In het door de GZ-psycholoog en gerechtelijke deskundige A. Soetendaal op
27 maart 2018 opgestelde Pro Justitia-rapport is onder meer het volgende vermeld:
“Bij betrokkene is sprake van een sterke dwangcomponent in zijn handelen. Dit was
tevens zo in de onderhavige ten laste gelegde feiten, indien bewezen. Betrokkene
heeft geprobeerd zijn dwanggedachten en -handelingen te 'bezweren’ met rituelen en
heeft geprobeerd hier weerstand aan te bieden. Dit lukte redelijk zolang er een verplichtend justitieel kader aanwezig was. De dwang nam de overhand op betrokkene op
het moment dat dit verplichte kader kwam te vervallen (i.c, betrokkene liet zich niet
meer sturen en monitoren, ook niet ten aanzien van zijn alcoholgebruik). Betrokkene
ontbeert de verstandelijke capaciteiten en vaardigheden om hierin meer zelfcontrole
te ontwikkelen en wordt bepaald door zijn driften en impulsen.

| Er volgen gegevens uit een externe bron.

Issue #832, opened 2022-04-04
npmjs follower sporadic failures to update marker


iliapolo:
We are seeing sporadic failures in the NpmJS follower lambda:

```console
2022-04-04T18:13:22.730+03:00 | 2022-04-04T15:13:22.727Z c0f490d0-53ad-4e39-91e8-076300e46e95 INFO Updating last transaction marker to 9715667
-- | --
  | 2022-04-04T18:13:23.570+03:00Copy2022-04-04T15:13:23.570Z	c0f490d0-53ad-4e39-91e8-076300e46e95	ERROR	Uncaught Exception 	{     "errorType": "Error",     "errorMessage": "unexpected end of file",     "code": "Z_BUF_ERROR",     "errno": -5,     "stack": [         "Error: unexpected end of file",         "    at Zlib.zlibOnError [as onerror] (zlib.js:187:17)",         "    at Zlib.callbackTrampoline (internal/async_hooks.js:130:17)"     ] } | 2022-04-04T15:13:23.570Z c0f490d0-53ad-4e39-91e8-076300e46e95 ERROR Uncaught Exception {"errorType":"Error","errorMessage":"unexpected end of file","code":"Z_BUF_ERROR","errno":-5,"stack":["Error: unexpected end of file"," at Zlib.zlibOnError [as onerror] (zlib.js:187:17)"," at Zlib.callbackTrampoline (internal/async_hooks.js:130:17)"]}
```

Seems to be happening when updating the marker file.

iliapolo:
The PR that closed this issue didn't fix the problem. Reopening.

iliapolo:
These errors turned out to be legit, as they are coming from our attempt to `gunzip` a truncated response from the replica, so the failure is appropriate.

PR #838, opened 2022-04-07
chore(npm-follower): error handler on the gunzip changes stream

iliapolo:
In https://github.com/cdklabs/construct-hub/pull/836, we attempted to fix https://github.com/cdklabs/construct-hub/issues/832 by removing the `gzipSync` call we suspected was buggy. 

Turns out we misinterpreted the stack trace, and the `Z_BUF_ERROR` errors were actually caused by gunzipping truncated responses from the couchdb replica:

https://github.com/cdklabs/construct-hub/blob/32bd6039ecec427be2069217fc75f3ba783e5c13/src/package-sources/npmjs/couch-changes.lambda-shared.ts#L144

Such responses are unavoidable, and we cannot protect against them apart from performing retries, which lambda already does for us. So actually, there is nothing to do about https://github.com/cdklabs/construct-hub/issues/832.

However, we did notice that we were missing an error handler on the gunzip stream, which caused the incomplete stack trace and threw us off track. 

This PR adds the handler and logs such errors so that we get proper error logs and stack traces. 

Here is an example of the log being produced with this new handler:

Over de mate van toerekenen kan worden vermeld dat betrokkene in principe besef
heeft van de wederrechtelijkheid van het ten laste gelegde, maar dat hij, op het moment dat zijn weerstand tegen de dwang gebroken is, dit besef lijkt te verliezen. Met
andere woorden: betrokkenes realiteitstoetsing is op momenten van grensoverschrijdingen niet meer intact, betrokkene maakt verkeerde interpretaties en attributies en
in zijn afweer functioneert hij op een dermate basaal niveau dat het besef van de wederrechtelijkheid op die momenten niet meer voldoende is (ook niet na een waarschuwing van de wijkagent of een reclasseerder). Betrokkene lijkt in onvoldoende mate de consequenties van zijn handelen te kunnen overzien, niet alleen ten aanzien van
de nadelige gevolgen voor zichzelf maar zeker ook voor de slachtoffers. Het feit dat
slachtoffers bang voor hem waren is iets dat betrokkene ten zeerste verbaast. Gezien
de grote dwangcomponent in zijn handelen heeft betrokkene onvoldoende gedragsalternatieven voorhanden om zijn handelen bij te sturen; dit wordt nog eens versterkt
door zijn gebrekkige intellectuele capaciteiten en sociaal-emotionele vaardigheden.
Het wegvallen van het justitiële kader lijkt een essentieel kantelpunt voor de mate van
ervaren zelfcontrole van betrokkene. Na het wegvallen van dit verplichtend kader lijkt
'de door justitie opgelegde dwang' voor betrokkene niet meer van toepassing en staat
hij weer onder invloed van zijn eigen dwang.
(…) De rechtbank wordt geadviseerd betrokkene het hem ten laste gelegde, indien bewezen, verminderd toe te rekenen (op grond van de zeer sterke doorwerking van de
dwang, maar niet volledig omdat de dwang van justitie nog kan overheersen).
(….) Het recidiverisico voor een vergelijkbaar zedendelict werd als hoog ingeschat, zowel
op basis van een actuarieel risicotaxatieinstrument voor zeden als op basis van
klinische indrukken; op basis van dit laatste werd het risico nog hoger ingeschat (zeer
hoog). Alhoewel het risico zeer hoog is, is de ernst niet zodanig dat de verwachte
seksuele recidive gepaard gaat met geweld (desalniettemin zeer overlast gevend en ingrijpend voor de slachtoffers, aanranding en schennis). Er wordt een hoge frequentie
van recidive verwacht binnen een zeer korte termijn (ondergetekende schat in binnen
een week met een mogelijk dagelijkse frequentie).
(…) Voorgesteld wordt nu een tbs met dwangverpleging op te leggen. Eerder werd deze
maatregel niet zinvol geacht omdat betrokkene niet leerbaar zou zijn, echter mogelijk
is betrokkene toch (deels) behandelbaar met medicatie. Geadviseerd wordt middels
deze maatregel de geschetste behandelvraag zo snel als mogelijk beantwoord te krijgen (kortdurende klinische opname t.b.v. consultatie) en dan (zo mogelijk versneld)
te koersen op een voorwaardelijke beëindiging van de tbs-maatregel, waarbij stichting
Jolijt weer de controle en woonbegeleiding op zich kan nemen. Het voordeel is dat een
voorwaardelijke beëindiging van de tbs-maatregel met verpleging zo lang als nodig
kan doorlopen, waardoor de maatschappelijke veiligheid goed gewaarborgd kan worden. Het biedt stichting Jolijt een goed werkbaar justitieel kader om betrokkene verder
te begeleiden en te controleren. Een tbs-met voorwaarden biedt geen passend alternatief omdat ook deze maatregel eindig is in tijd.”